B. Numerosity Reduction

Reducing the number of data points (rows) using methods like Sampling. This allows us to train models faster on a representative subset of the data.

C. Data Compression

Encoding data in a compact form to save storage and processing power.

import pandas as pd
import numpy as np
from sklearn.preprocessing import StandardScaler, MinMaxScaler

# 1. DATA CLEANING
# Handling Missing Values (Imputation)
df['Age'].fillna(df['Age'].mean(), inplace=True)

# Handling Duplicates
df.drop_duplicates(inplace=True)

# Handling Noisy Data (Binning)
# Grouping Age into 3 bins: Low, Medium, High
df['Age_Binned'] = pd.qcut(df['Age'], q=3, labels=['Low', 'Medium', 'High'])

# 2. DATA TRANSFORMATION
# Standardization (Z-Score)
scaler = StandardScaler()
df['Income_Scaled'] = scaler.fit_transform(df[['Income']])

# Normalization (Min-Max)
min_max = MinMaxScaler()
df['Score_Normalized'] = min_max.fit_transform(df[['Score']])

# Discretization (Mapping categorical text to numbers)
# Concept Hierarchy: Low=0, Medium=1, High=2
mapping = {'Low': 0, 'Medium': 1, 'High': 2}
df['Age_Ordinal'] = df['Age_Binned'].map(mapping)

print("Preprocessing Complete.")

5. Data Visualization

Goal: To leverage graphical representations for identifying latent patterns and correlations.

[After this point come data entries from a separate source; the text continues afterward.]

Issue #218, opened 2026-08-17
CLI: skardi query --session-id/--purpose so ad-hoc rows join ledger sessions


BtXin:
The ledger's headline property (#213) is that one agent session's ad-hoc queries and pipeline calls interleave under a single `session_id`, ordered by `created_at` — the shape intention-mining skills read. Review of #213 (@abbccdda) pointed out this isn't reachable from the shipped CLI: `skardi run --session-id` covers the pipeline half, but `skardi query` has no way to send `ai_context`, so the ad-hoc half of every CLI session lands with `session_id = NULL`. Only a direct HTTP caller can currently produce the interleaving.

Proposed: `skardi query --session-id <ID> --purpose <TEXT>`, building the `ai_context` object in the request body. Notes:

- The server requires `ai_context` to carry BOTH `purpose` and `session_id` (non-empty); the CLI should require the two flags together and error client-side if only one is given, mirroring how `run.rs` validates `--session-id` before any request is sent (accurate error, no `ApiError::Connect` misattribution, exit code preserved).
- Reuse the client-side session-id rules from `run.rs` (`MAX_SESSION_ID_CHARS = 200`, visible ASCII, no commas); `purpose` cap is 2000 chars server-side.
- `docs/server.md` documents the current limitation and should drop that sentence when this lands.

Refs: #213.

🤖 Generated with [Claude Code](https://claude.com/claude-code)

Issue #217, opened 2026-08-17
Close the remaining parameter-value egress points on the pipeline execute path


BtXin:
#213 established the stance that caller-supplied parameter values must never reach the audit ledger, and pins it with an end-to-end canary test. Review of that PR (by @abbccdda) inventoried the remaining places on the pipeline-execute path where parameter values still egress. None of these were introduced by #213 — they predate it — but they all contradict the stance it establishes, and `docs/server.md` now explicitly scopes the ledger guarantee around them.

## The four egress points (all in `crates/server/src/pipeline_handlers.rs`)

1. **Substituted SQL at DEBUG.** `tracing::debug!("Failed SQL query: {}", sql)` on the engine-failure branch logs the fully substituted SQL — parameter literals included. DEBUG is off by default, but any operator raising `RUST_LOG` for diagnosis starts shipping param values to their trace sink. (`/query` solved this class of leak in #173 by pinning plan-printing targets; this line is the server's own, not DataFusion's, so the filter doesn't cover it.)
2. **Raw parameter value at ERROR.** In `substitute_sql_params`, the unsupported-type branch logs `tracing::error!("Unsupported parameter type for {}: {:?}", param_name, param_value)` — ERROR is on by default and fans out to every configured OTLP collector. The empty-array / mixed-shape / ragged-rows branches log names only, so this one site is the outlier.
3. **Parameter values in HTTP 400 bodies.** Two `unsupported_params.push(format!("{}: {:?}", param_name, param_value))` sites put the raw value into the `error_details.unsupported_parameters` array returned to the caller.
4. **Engine error text + record-batch schema in HTTP 500 bodies.** The engine-failure and conversion-failure responses include `engine_error: e.to_string()` (which can quote parameter literals *and* underlying data values) and the full record-batch schema. `/query` deliberately redacts both to "see server logs for details" — the pipeline endpoint should match.

## Suggested resolution

- (1) and (2): make the logs value-free — log parameter *names* and statement/pipeline identity only, matching the audit ledger's convention.
- (3) and (4): redact pipeline error responses to `/query`'s standard: fixed error kinds + a pointer to server logs. This is a breaking change to error-body contents, so it deserves its own PR and a changelog note.
- Extend #213's canary test pattern to the log stream: drive the failure modes with a planted canary value and assert a captured subscriber never sees it (the harness in `crates/server/tests/query_plan_logging.rs` already does exactly this for `/query`).

[...]

PR #213, opened 2026-08-14
feat(server): audit pipeline executions — one ledger for ad-hoc and pipeline calls

BtXin:
## Why

The query audit ledger (`--query-audit-db`, #173) records every ad-hoc `POST /query`, but pipeline executions were recorded nowhere. That makes the self-improving loop degrade its own input as it succeeds: the moment [`skardi-query-log`](https://github.com/SkardiLabs/skardi-skills/pull/25) promotes a recurring query into a pipeline, its recurrence signal leaves the ledger, and the Learn stage goes blind to exactly the tools the Act stage created.

## What

**One ledger, both kinds of executions.** `POST /:pipeline/execute` now writes to the same `query_audit` store, mirroring `/query`'s semantics:

| | ad-hoc row (existing) | pipeline row (new) |
|---|---|---|
| `statement_kind` | `Query` / `Other` (the classifier's `Debug` form — *not* SQL verbs; corrected per review) | `pipeline` |
| `sql` | raw SQL (operator opt-in) | **`name@version`** (rows outlive template revisions, so the bare name stops answering "what ran"; per round-3 review) — the versioned template lives on disk; `description` carries the purpose |
| `session_id` | from `ai_context` | from the optional `X-Skardi-Session-Id` header |
| `ai_context` | caller-sent object | always NULL |
| `error` on failure | engine error text | **fixed value-free kind** (`query_execution_error` / `result_conversion_error`) |

- **Record-before-execute, fail-closed**: the `started` row is committed after param validation and before the engine runs; if the write fails, 503 and the pipeline does not run. No store configured → behavior unchanged (pinned by test).
- **Params never reach the ledger** — including through error text: engine errors can echo substituted parameter literals, so pipeline rows persist a fixed error kind while the HTTP response keeps the full error.
- **Header, not body field**: the execute body IS the flattened params map, so a reserved key could collide with a real SQL parameter. The header is optional; malformed (empty, >200 chars, outside visible ASCII, containing a comma or tab, or duplicated) → 400 regardless of audit state — validated only after the pipeline lookup, so unknown pipelines 404 and the reject metric's label stays bounded to configured names.
- **Bounded fail-closed**: every ledger write carries a 5s timeout inside the store, so a hung fsync becomes a failed write (503) instead of wedging the single serialized writer thread all audited requests share.
- **CLI**: `skardi run --session-id <ID>` sends the header; without the flag the request is byte-identical to before.
[...]

PR #219, opened 2026-08-18
feat(server): audit job submissions — session attribution + run_id bridge to the jobs ledger

BtXin:
> **Targets `main` directly**, rebased onto #206 (the ledger-crate extraction), which merged as 095d124. Carries its own 7 commits. Review round 1 is addressed — see *Review round 1* and *Rebasing onto #206* below.
>
> Two follow-ups are stacked on this branch: #221 (auth) and #222 (bridge reconstruction), each closing a non-goal this PR records.

## Why

Job *runs* were never the blind spot pipelines were — the jobs ledger records parameters, status, and run ids. What they lacked is **attribution**: no session linkage, so the Learn stage can't stitch "this session ran four ad-hoc queries, called two pipelines, then submitted a backfill" into one intention, and an agent that manually submits the same job on a cadence (a promotion signal — it wants to be a routine) is invisible to mining. Skardi has no built-in cron, so every submission arrives through `POST /jobs/:name/run`: attribution has exactly one seam, and "no session header = not agent behavior" falls out naturally. Design discussion in `docs/superpowers/specs/2026-08-18-jobs-audit-design.md`; supersedes the jobs non-goal in #213's spec.

## What

**Record the submission event, not the run.** One new row kind in `query_audit`; run detail stays in `job_runs`, bridged by a new nullable `run_id` column. No double-logging: the audit row's lifecycle is the submission's, and the jobs ledger remains the authority on the run.

| | job row |
|---|---|
| `statement_kind` | `job` (value set is now `Query` / `Other` / `pipeline` / `job`) |
| `sql` | `name@version`, same convention as pipeline rows |
| `session_id` | from the shared `X-Skardi-Session-Id` header — same validation, same cap |
| `job_run_id` | **new nullable column** = `job_runs.id` once accepted; NULL on rejection and on all non-job rows. Added through #206's additive-column reconciler, now generalized and duplicate-column tolerant (pre-column DBs open and migrate — tests pin both fresh and migrated files) |
| `status` | submission-scoped: `started` → `succeeded` + `run_id` (accepted/enqueued) or `failed` + the executor's **static error category** (`missing_parameters`, `schema_mismatch`, …) — never message text |

- **Precedence, each step test-pinned**: jobs-disabled 503 → unknown job 404 (existence pre-check *before* header validation — #213 round-3's 404-wins/bounded-label lesson applied from the start) → malformed header 400 → audit-write 503 (`query_audit_error`, and the test proves the job was **not submitted** by asserting the jobs ledger is empty) → submit.
- **One honest asymmetry, documented**: job parameter validation happens *inside* `executor.submit` — after the audit write — so a parameter rejection leaves a `failed` row, unlike pipelines where param rejects record nothing. Structural (the server can't pre-validate job params), stated explicitly in `docs/server.md`.
- **`session_id_from_headers` moved to `query_audit`** (third consumer) — ledger-attribution plumbing now lives with the ledger, shrinking the #206 collision surface further.
- **CLI**: `skardi job run --session-id`, with the client-side validation extracted to a shared `cli/src/session.rs` used by both commands (fail-fast, no `ApiError::Connect` misattribution).
- `list_by_session` now returns an agent session's ad-hoc queries, pipeline calls, and job submissions in one totally-ordered read — the shape intention-mining skills consume.

## Tests

5 new store unit tests (job row round-trip with `run_id`, rejected-submission shape, three-kind interleaving in order, orphan reconcile, old-schema migration) and 10 integration tests in `tests/jobs_audit_http.rs` — including the fail-closed not-submitted proof, the post-audit rejection path (mutation-checked: removing the `Err`-arm stamp fails it), a param-value canary against the audit row, 404-before-400 precedence, and audit-off header validation. CLI: header present/absent + fail-fast tests over the shared validator. Full workspace suite: 1332 passed, 0 failed.

## Out of scope (deliberate)

- Auditing run *outcomes* in `query_audit` — the jobs ledger owns them; `run_id` bridges.
- Jobs handlers perform **no auth check at all** today (unlike `/query` and pipelines, which call `require_session`) — pre-existing, surfaced here as an observation; its own scope.
- `job_runs.parameters` stores raw parameter values — exactly what `query_audit` refuses to store. Flagged in the spec for the same threat-model review as #217; changing it would alter `GET /jobs/runs` behavior.

Refs: #213 (merged — this extends its ledger), #206 (ledger crate extraction — the helper moves here reduce the conflict), #217 (param egress), #218 (`skardi query` passthrough).

---

## Review round 1 — addressed

All eight comments, in `fab5857` plus the rebase below. Replies are in each thread.

| | change |
|---|---|
| Migration race | check-then-`ALTER` was not atomic; the loser's `duplicate column name` aborted startup over a condition that already held. Now counted as success, and because the reconciler is shared it covers **all six** added columns — #206 introduced the same race five more times |
| Missing index | partial `idx_query_audit_job_run_id ... WHERE job_run_id IS NOT NULL`. It cannot go in `INIT_SCHEMA_SQL` at all — that batch runs *before* the column exists, against pre-column DBs — so it lives in the reconcile step; a test pins it on fresh **and** migrated files |
| Outcome-write guard | `WHERE status = 'started'` on `record_job_outcome` *and* `record_outcome`, so a late write cannot resurrect a row reconciliation already settled. Both tests fail with the guard removed |
| `statement_kind` casing | normalized — ad-hoc rows record `query` / `other` from named `pub` constants instead of a leaked `Debug` form, so all four values share one casing |
| Unauthenticated ledger write path | documented in `docs/server.md` and the spec non-goals with the two concrete consequences; **fixed in #221** |
| One-directional `job_run_id` bridge | stated as a non-goal with the reason it is structural; **fixed in #222** via a durable reverse pointer |
| Lock-poisoning divergence | kept the recovery, commented why. `.claude/CLAUDE.md` mandates `unwrap_or_else(\|p\| p.into_inner())` for `std::sync` poisoning, so this handler follows policy and `pipeline_handlers.rs` is the outlier |
| `session_id` log field | recorded as an `Option`; `unwrap_or_default()` rendered "absent" as `""`, the one value the validator rejects |

## Rebasing onto #206

#206 moved the ledger into `crates/query-audit` and added five nullable identity columns. That produced one semantic conflict and two structural ones.

**The bridge column is now `job_run_id`.** #206's identity envelope already claims `run_id`, meaning *which of the caller's runs issued this statement* — written at insert time by a distribution that authenticates its callers. Ours means *which job run this submission produced*, stamped at outcome time. Same name, two meanings, distinguishable only by `statement_kind` — exactly the overloading review pushed back on for `statement_kind` itself. Renaming ours was the only resolution that does not redefine a just-merged field the cloud engine adopts wholesale. A test asserts the bridge stamp leaves the identity `run_id` NULL.

**One additive-column mechanism, not two.** #206's `ensure_identity_columns` already reconciles the live schema against a column list on every open — which is what this PR's standalone guarded `ALTER` was doing for one column. Generalized to `ensure_added_columns(conn, columns)`, called with two named lists: `IDENTITY_COLUMNS` (who asked) and `BRIDGE_COLUMNS` (what the work became). Kept separate because they answer different questions; sharing the mechanism is what spreads the duplicate-column fix across all six.

**`session_id_from_headers` lands in the server, not the ledger.** This PR originally relocated it into `query_audit` as its third consumer. No longer possible: it needs `axum::http::HeaderMap`, and `skardi-query-audit` depends on neither `axum` nor `skardi` — the whole point of the extraction. It now lives in `crates/server/src/session_header.rs`, shared by both handlers, still validating against the ledger's `MAX_SESSION_ID_CHARS` so the three attribution paths cannot drift. Same reasoning splits `statement_kind`: the marker strings stay `pub` in the ledger, the `StatementKind` → marker mapping sits in `query_handlers`. Vocabulary owned by the ledger, translation owned by the server.

Full workspace after the rebase: **1467 passed, 0 failed.** Clippy clean on every touched file.

### DIFF
--- a/crates/query-audit/src/lib.rs
+++ b/crates/query-audit/src/lib.rs
@@ -12,8 +12,9 @@
 //! template lives on disk; parameter values are never recorded — the version
 //! is what keeps "what ran" answerable after the promotion loop edits a
 //! template, since rows are kept forever by default). Ad-hoc rows carry
-//! `statement_kind` values from `StatementKind`'s `Debug` form — `Query` /
-//! `Other` — not SQL verbs like `select`.
+//! `statement_kind` values naming the server's statement *classification* —
+//! `query` / `other` (see [`QUERY_STATEMENT_KIND`]) — not SQL verbs like
+//! `select`.
 //!
 //! Design notes:
 //!
@@ -202,6 +203,30 @@ const IDENTITY_COLUMNS: [&str; 5] = ["request_id", "org_id", "workspace_id", "us
 /// own run — one column, one meaning.
 const BRIDGE_COLUMNS: [&str; 1] = ["job_run_id"];
 
+/// Index over the `job_run_id` bridge, applied after [`ensure_added_columns`]
+/// has guaranteed the column exists — so it cannot live in
+/// [`INIT_SCHEMA_SQL`], which also runs against pre-column databases, where
+/// indexing a missing column would fail.
+///
+/// The forward direction — session to its rows — is served by
+/// `idx_query_audit_session_created`. This covers the reverse: given a run id
+/// from `GET /jobs/runs`, which session submitted it. Partial, because
+/// `job_run_id` is NULL on every non-job row, so the index stays proportional
+/// to job submissions rather than to a ledger that is append-only and has
+/// retention off by default.
+const JOB_RUN_ID_INDEX_SQL: &str = "CREATE INDEX IF NOT EXISTS idx_query_audit_job_run_id
+    ON query_audit (job_run_id) WHERE job_run_id IS NOT NULL;";
+
+/// True for the `duplicate column name` error SQLite raises when an
+/// `ALTER TABLE ... ADD COLUMN` loses a race with another connection that
+/// already added it.
+///
+/// Matched on message text because `rusqlite` surfaces it as a generic
+/// `SqliteFailure` with `SQLITE_ERROR`, carrying no distinguishing code.
+fn is_duplicate_column(e: &rusqlite::Error) -> bool {
+    e.to_string().contains("duplicate column name")
+}
+
 /// Add any of `columns` the live table is missing, as nullable `TEXT`.
 fn ensure_added_columns(conn: &rusqlite::Connection, columns: &[&str]) -> SqlResult<()> {
     let mut stmt = conn.prepare("PRAGMA table_info(query_audit)")?;
@@ -210,19 +235,32 @@ fn ensure_added_columns(conn: &rusqlite::Connection, columns: &[&str]) -> SqlRes
         .collect::<std::result::Result<_, _>>()?;
     for col in columns {
         if !existing.contains(*col) {
-            conn.execute(
+            // The read above is not atomic with this ALTER: two processes
+            // opening the same file concurrently (a rolling restart, an
+            // operator tool, a second server pointed at the same path) can
+            // both observe the column missing and both issue it. The loser
+            // gets `duplicate column name` — which is exactly the
+            // post-condition this step wanted, so it counts as success rather
+            // than aborting startup over a benign race.
+            match conn.execute(
                 &format!("ALTER TABLE query_audit ADD COLUMN {col} TEXT"),
                 [],
-            )?;
+            ) {
+                Ok(_) => {}
+                Err(e) if is_duplicate_column(&e) => {}
+                Err(e) => return Err(e),
+            }
         }
     }
     Ok(())
 }
 
-/// Every column added to `query_audit` after its original DDL.
+/// Every column added to `query_audit` after its original DDL, plus the
+/// indexes that can only be built once those columns exist.
 fn ensure_schema_additions(conn: &rusqlite::Connection) -> SqlResult<()> {
     ensure_added_columns(conn, &IDENTITY_COLUMNS)?;
     ensure_added_columns(conn, &BRIDGE_COLUMNS)?;
+    conn.execute_batch(JOB_RUN_ID_INDEX_SQL)?;
     Ok(())
 }
 
@@ -582,6 +620,18 @@ impl QueryAuditStore {
     /// Distinct from the identity envelope's `run_id` ([`QueryIdentity`]),
     /// which names the *caller's* run rather than the job run this submission
     /// produced. One column, one meaning.
+    ///
+    /// Only applies to a row still in `started`, the same guard (and the same
+    /// reasoning) as [`Self::spawn_timeout_correction`]: the write is
+    /// monotonic, so a row that already reached a terminal state stays there.
+    /// Within one process the transition is unreachable — the 503 path returns
+    /// before any outcome stamp — but the ledger is a *file*, and nothing stops
+    /// two servers being pointed at one `--query-audit-db`. In that
+    /// configuration server B's startup [`Self::reconcile_orphaned`] can stamp
+    /// A's in-flight submission `unknown` before A's outcome write lands;
+    /// without this guard that late write would resurrect a terminal row and
+    /// defeat reconciliation. 0 rows updated is therefore not an error: it
+    /// means something else already settled the row.
     pub async fn record_job_outcome(
         &self,
         id: &str,
@@ -599,8 +649,15 @@ impl QueryAuditStore {
                 conn.execute(
                     "UPDATE query_audit
                         SET status = ?2, finished_at = ?3, job_run_id = ?4, error = ?5
-                      WHERE id = ?1",
-                    params![id, status, finished_at, job_run_id, error],
+                      WHERE id = ?1 AND status = ?6",
+                    params![
+                        id,
+                        status,
+                        finished_at,
+                        job_run_id,
+                        error,
+                        QueryAuditStatus::Started.as_str(),
+                    ],
                 )?;
                 Ok(())
             }),
@@ -612,6 +669,9 @@ impl QueryAuditStore {
     }
 
     /// Update a record with its terminal outcome.
+    ///
+    /// Shares [`Self::record_job_outcome`]'s `started`-only guard, for the
+    /// same reason.
     pub async fn record_outcome(
         &self,
         id: &str,
@@ -630,8 +690,15 @@ impl QueryAuditStore {
                 conn.execute(
                     "UPDATE query_audit
                         SET status = ?2, finished_at = ?3, row_count = ?4, error = ?5
-                      WHERE id = ?1",
-                    params![id, status, finished_at, row_count, error],
+                      WHERE id = ?1 AND status = ?6",
+                    params![
+                        id,
+                        status,
+                        finished_at,
+                        row_count,
+                        error,
+                        QueryAuditStatus::Started.as_str(),
+                    ],
                 )?;
                 Ok(())
             }),
@@ -912,6 +979,24 @@ fn restrict_permissions(path: &Path) -> Result<()> {
 /// Statement-kind marker distinguishing pipeline rows from ad-hoc SQL rows.
 const PIPELINE_STATEMENT_KIND: &str = "pipeline";
 
+/// Statement-kind markers for the two ad-hoc row kinds.
+///
+/// `pub` and named rather than derived from the server's statement-classifier
+/// `Debug` form. The ledger's `statement_kind` vocabulary is a consumer-facing
+/// contract ("consumers filtering the ledger must match these exact strings"),
+/// and leaking `Debug` both bound that contract to a type in another crate
+/// whose variant names could be renamed freely, and mixed `PascalCase` ad-hoc
+/// values with the `lowercase` `pipeline` / `job` markers. All four values now
+/// live here, in one casing.
+///
+/// The classifier itself stays in the server — this crate deliberately does
+/// not depend on `skardi` (#206) — so the mapping from its variants onto these
+/// constants lives in `server::query_handlers::adhoc_statement_kind`. The
+/// vocabulary is owned here; only the translation is over there.
+pub const QUERY_STATEMENT_KIND: &str = "query";
+/// See [`QUERY_STATEMENT_KIND`].
+pub const OTHER_STATEMENT_KIND: &str = "other";
+
 /// Statement-kind marker for job-submission rows. Nothing outside this
 /// module reads it directly (Task 2 goes through `record_job_submitted`),
 /// so it stays private, mirroring `PIPELINE_STATEMENT_KIND`'s narrowing.
@@ -1040,7 +1125,7 @@ mod tests {
                 "SELECT * FROM t WHERE ssn = '123-45-6789'",
                 Some(&ctx),
                 100,
-                "Query",
+                "query",
             )
             .await
             .unwrap();
@@ -1053,7 +1138,7 @@ mod tests {
         assert_eq!(record["ai_context"]["purpose"], json!("kyc"));
         assert_eq!(record["session_id"], json!("sess-1"));
         assert_eq!(record["max_rows"], json!(100));
-        assert_eq!(record["statement_kind"], json!("Query"));
+        assert_eq!(record["statement_kind"], json!("query"));
         assert_eq!(record["status"], json!("started"));
         assert!(record["finished_at"].is_null());
 
@@ -1071,7 +1156,7 @@ mod tests {
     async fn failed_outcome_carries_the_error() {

Visual inspection often reveals insights that tabular summaries miss.

  • Univariate Analysis:

    • Histograms/Distplots: To verify if the feature follows a Normal Distribution. (sns.histplot)

    • Boxplots: To visually identify outliers and spread. (sns.boxplot)

  • Bivariate Analysis:

    • Correlation Heatmap: Critical for Feature Selection. This matrix visualizes the Pearson correlation coefficient between variables, identifying collinearity or strong predictors.
import seaborn as sns
import matplotlib.pyplot as plt

# Generating a Correlation Matrix Heatmap
plt.figure(figsize=(10,8))
sns.heatmap(df.corr(), annot=True, cmap='coolwarm')
plt.show()

Summary

Preprocessing is not an optional step; it is a requisite for high-performance models. A robust pipeline follows this sequence:

  1. Audit: Inspect structure and types.

  2. Clean: Impute missing values and remove duplicates.

  3. Encode: Convert categorical variables to numeric vectors.

  4. Scale: Normalize feature magnitudes.

  5. Visualize: Validate distributions and correlations.

With the data now sanitized and structured, we are prepared to proceed to model training.